Da trentacinque anni il bellinzonese Matteo Mengoni (guarda il video in apertura di pagina) vive a Friborgo dove è approdato per caso dopo aver interrotto gli studi liceali. Sulle rive della Sarine studia musica e undici anni dopo crea “Musica viva”, una scuola dove si insegna quest’arte.

“Aprirla – ci dice – è stata la conseguenza del successo che riscuoteva la mia attività di insegnante mentre studiavo. Poi c'era naturalmente anche la voglia di percepire uno stipendio regolare perché come libero professionista ci sono periodi in cui guadagni poco o nulla.

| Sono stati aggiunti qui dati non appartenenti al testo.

PR #775, opened 2026-08-31
feat(calendar): event reminders that reach the browser

krantheman:
Reminders existed as data — the server fires a `CalendarAlert` at the trigger time — but the only delivery was an FCM device push, and only where push notifications were configured. Now:

- The alert handler publishes a `calendar_alert` realtime event to the user before attempting the push, so any open suite tab hears it.
- In the browser it becomes a toast with an **Open** action *and* a system notification (when permitted): the OS handles Do Not Disturb and stacking, the `tag` dedupes across tabs. Clicking either lands on the event.
- It works from any app with a socket — calendar, mail, meet, drive — via a new shared `createSiteSocket()` that replaces the four drifting copies of the same URL arithmetic. The never-published `refetch_resource` listener is removed.
- The Alert picker offers what actually exists: **Notification** and **Email**. "Sound Alert" is gone (an imported `Audio` alert reads as Notification), and adding a first reminder is when the browser asks for notification permission.

Verified end-to-end against the real mail server (webhook → job → toast + notification + phone push). Two known gaps, not in this PR: the server does send `email` alarm mails (verified on the minute), though it appears to skip them when a display alert shares the same trigger time — upstream repro being narrowed, The invitee gap is closed in this PR too: calendars are seeded with default alerts (10 min before timed events, 9 am for all-day), invite copies use them, and an event saved with no explicit reminder falls back to them — verified end to end, two seeded events alarmed to the second.

### DIFF
--- a/frontend/src/apps/calendar/components/AppSidebar.vue
+++ b/frontend/src/apps/calendar/components/AppSidebar.vue
@@ -72,7 +72,9 @@ const upcoming = computed(() => {
 			// An all-day event covers the whole of today; a timed one is over once its end has passed.
 			return event.isAllDay || dayjs(`${event.toDate} ${event.toTime}`).isAfter(current)
 		})
-		.sort((a, b) => a.fromDateTime.localeCompare(b.fromDateTime))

Non da ultimo c’era la voglia di poter godere dei benefici delle assicurazioni sociali”. 

Così l'oggi cinquantenne pianista coinvolge alcuni colleghi e si lancia nella creazione di quella che quasi un quarto di secolo dopo è a tutti gli effetti una PMI. “Per gli aspetti amministrativi mi sono fatto consigliare da amici. Il successo è stato immediato e non abbiamo mai avuto bisogno di sussidi comunali o cantonali”, chiosa. I numeri gli danno ragione: da anni l'istituto registra almeno 200 iscrizioni all'anno e garantisce uno stipendio a una decina di musicisti. Da qualche anno ha addirittura aperto una seconda sede.

“Per un musicista – conclude – l'insegnamento è la professione ideale perché si abbina alla perfezione con l'attività concertistica e la produzione di dischi”.